PR #3147, opened 2023-01-03
allow easier caching of oracle gems

akostadinov:
Now if one wants to cache only oracle gems when building images so that gems are available in image but not installed so only free bits are available in the image, then can do

```
BUNDLE_WITHOUT: "assets:test:development:default:preview:production"
bundle package
```

### DIFF
--- a/Gemfile
+++ b/Gemfile
@@ -257,9 +257,11 @@ gem 'developer_portal', path: 'lib/developer_portal'
 gem 'unicorn', require: false, group: %i[production preview]
 
 # NOTE: Use ENV['DB'] only to install oracle dependencies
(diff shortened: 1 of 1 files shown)


jlledom (approved):

gsaslis:
@akostadinov with all the changes we introduced and shutdown in the way, I admit I'm a little lost. 

How does this help us / what does it improve?

Is it that we no longer have to run `bundle package` for **all** the gems ? (meaning redundant files / image size) ?

nidhi-soni1104 (approved):
LGTM

akostadinov:
@gsaslis , exactly. To prevent cached gems that were also installed in the image.

gsaslis:
ok, thanks for confirming @akostadinov ! 

Once this is merged, could you open the respective MR against 3scale-amp-2 branch in the porta-midstream repository?

gsaslis (approved):

PR #3175, opened 2023-01-24
CircleCI: Fix slack notification on failure

jlledom:

The `notify_failure` job in CircleCI is never called, because it's configured to run after a list of required previous jobs, using the command `requires`. The problem with `requires` is that all listed jobs must no only finish, but finish successfully in order to the dependent job to run. When one required job fails, the `requires` condition is not met and the `notify_failure` doesn't start.

The approach to solve this is to manually add a `notify_failure` step to every job and call it the moment any job fails, no need to wait for all other jobs to finish.

When merged, this **_should_** work, but we can't be sure until we test it in the real environment


akostadinov:
Hmm. One issue with this is that we may receive multiple notifications from same workflow.

akostadinov:
In docs I see they recommend using post steps. I don't know if there is any advantage doing that.

https://support.circleci.com/hc/en-us/articles/360047082992-How-to-send-a-slack-notification-at-end-of-workflow

akostadinov:
Another option seems to be using webhooks and slack integration. See https://circleci.com/blog/slack-integration/

This would be better because it will simplify circleci config, as well avoid multiple notifications. But it moves configuration to multiple places. Also I wonder if we can filter by branch in such case.

jlledom:
With this approach there will be multiple notifications if multiple jobs fail. Also, there will be no notification if the job fails during any other step than the test one, for instance, no notification when the test fails in a setup step like launching some container, etc. It's better what we have now, though, which is no notifications at all.

I'll take a look at webhooks to see if they fit our needs

akostadinov:
That is what I was going to say - it's fine to go with this for the time being if other approaches are more complicated. I'm just wondering whether post-steps make any difference with your approach.

I think though that we need notification if anything fails. We will still have to fix it, regardless.

jlledom:
Post-steps are steps to be run at the end of a job, not a workflow, AFAIK, so still multiple notifications for multiple failures. Post-steps might fix the notifications for when a job fails because of a configuration step, not sure.

akostadinov:
We can also make the report job wait others to complete like in https://discuss.circleci.com/t/workaround-run-jobs-sequentially-regardless-of-the-outcome-of-the-required-jobs/40807

But I'm fine with your more simple approach. I would just request that we add this notification for the other jobs as well - `lint`, `assets_precompile`, ` dependencies_bundler`.

akostadinov (changes requested):
I see a number of jobs without notify_failure. I think all should have. Or did I forget something?

jlledom:
> I see a number of jobs without notify_failure. I think all should have. Or did I forget something?

Many jobs reuse the same commands for different contexts (e.g. `rails-test`), so I added the `notify_failure` step to the command to avoid the redundancy of adding it to every job. The problem is some jobs don't use any reusable command, so for those I added the `notify_failure` step to the job definition itself. I understand that can be confusing, because you see some jobs calling `notify_failure` and some others don't. So I pushed some changes and now `notify_failure` is called only from jobs. Redundant but less confusing.

akostadinov (dismissed):
I see. Thank you!

PR #3178, opened 2023-01-25
online webpacker assets compilation fix

akostadinov:
`webpack-dev-server` and running `rails server` in dev mode
need more memory to compile assets. Now this will happen automatically
without the need to set `NODE_OPTIONS` on the command line.

More frustratingly, when running `rails server` the OOM condition is not reported, rahter compilation silently fails and the useless error message is
present that `dashboard` or whatever is missing from `manifest.json`. Which
is reported empty.

`rake assets:precompile` does **not** need this for whatever reason.


INSTALL.md
```diff
@@ -72,17 +72,12 @@ bundle exec rake ts:configure ts:start
 
 ## Asset compilation
 
-On development, assets are compiled on automatically everytime a page is requested to rails. To avoid the uptime we recommend running webpack-dev-server in a second terminal:
+In development, assets are compiled automatically when a page is requested from rails. To allow online updates when an asset file changes, start:
```
josemigallas, line 75: I don't think I get the "online" updates part. According to rails documentation the right term is _live code reloading_. So maybe:

```suggestion
In development, assets are compiled automatically on demand when a Rails page loads. If you want to use [live code reloading](https://guides.rubyonrails.org/webpacker.html#running-webpacker-in-development) you'll need to run:
```

config/initializers/webpacker.rb
```diff
@@ -0,0 +1,6 @@
+# Memory needed presently to compile js/ts is aroung 2.5GB
```
josemigallas, line 1: Thing about this is that `--max-old-space-size` is only a temporary workaround for an old version of node. Do we still want to make an initializer for it? Memory limit has been a very well-known problem with older nodejs but AFAIK it's kinda fixed in the present. At least according to [this article](https://medium.com/geekculture/node-js-default-memory-settings-3c0fe8a9ba1), the default limit in `>= 14.x` seems to be `4.0 GB`.
I haven't found any mention of it but in node 12 everybody is basically complaining about the hard-coded limit of 2GB so I would be surprised if more recent versions kept this limit (which is confirmed by the article not to be the case).

Copying table for reference:
```
Node.js Version   Limit  
----------------- -------
  18.x             4.0 GB
  17.x             4.0 GB
  16.x             4.0 GB
  15.x             4.0 GB  
  14.x             4.0 GB  
  13.x             2.0 GB  
  12.x             2.0 GB  
  11.x             1.4 GB  
  10.x             1.4 GB  
  9.x              1.4 GB
  ```

akostadinov: We can remove this once we upgrade. But also keeping the setting may help us identify big regressions in memory usage that we have.

I think that at least it is worth to make things work automatically without extra variables on command line, as it is very frustrating to see things fail without proper error.

josemigallas (approved):

PR #3191, opened 2023-02-01
🧪 🥒 Make some cucumbers more robust

josemigallas:
By removing an unused step definition, I noticed 2 scenarios failed but I could not figure out why. It turns out these particular scenarios rely on 2 buyers created for 2 providers, but the way our steps find those buyers is by `Account.find_by_org_name` so for any X buyers with the same name, only one of them will be found, regardless of the provider they belong too.

This is precisely what happens in commit 30b0c970ad813f9a81e77a7a9f74456d91a478fd, the 2nd buyer is supposed to be approved but it isn't. Instead, the first `buyer_one` is approved twice, making the sign in fail.

The second commit makes sure all buyers are fetched from the provider they belong to.

### DIFF
--- a/features/step_definitions/developer_portal/admin/account/payment_details_steps.rb
+++ b/features/step_definitions/developer_portal/admin/account/payment_details_steps.rb
@@ -22,13 +22,13 @@ When "the buyer is reviewing their account settings" do
 end
 
 When "the buyer is reviewing their credit card details" do
-  stub_stripe_intent_setup if @buyer.provider_account.payment_gateway_type == :stripe # Only stripe need to be stubbed
+  stub_stripe_intent_setup if @buyer.reload.provider_account.payment_gateway_type == :stripe # Only stripe need to be stubbed
   visit admin_account_path
   credit_card_details_tab.click
 end
 
 When "the buyer enters the generic credit card details URL manually" do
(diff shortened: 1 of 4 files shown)


features/step_definitions/developer_portal/admin/account/payment_details_steps.rb
```diff
@@ -22,7 +22,7 @@
 end
 
 When "the buyer is reviewing their credit card details" do
-  stub_stripe_intent_setup if @buyer.provider_account.payment_gateway_type == :stripe # Only stripe need to be stubbed
+  stub_stripe_intent_setup if @buyer.reload.provider_account.payment_gateway_type == :stripe # Only stripe need to be stubbed
```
● ● ● ● ● ● ●
» **WORK ORDER**
Could you quote, exactly as they appear, the line containing "visit admin_account_path" and every line after it to the end of the records above?

» **TASK OUTPUT**
   visit admin_account_path
   credit_card_details_tab.click
 end
 
 When "the buyer enters the generic credit card details URL manually" do
(diff shortened: 1 of 4 files shown)


features/step_definitions/developer_portal/admin/account/payment_details_steps.rb
```diff
@@ -22,7 +22,7 @@
 end
 
 When "the buyer is reviewing their credit card details" do
-  stub_stripe_intent_setup if @buyer.provider_account.payment_gateway_type == :stripe # Only stripe need to be stubbed
+  stub_stripe_intent_setup if @buyer.reload.provider_account.payment_gateway_type == :stripe # Only stripe need to be stubbed
```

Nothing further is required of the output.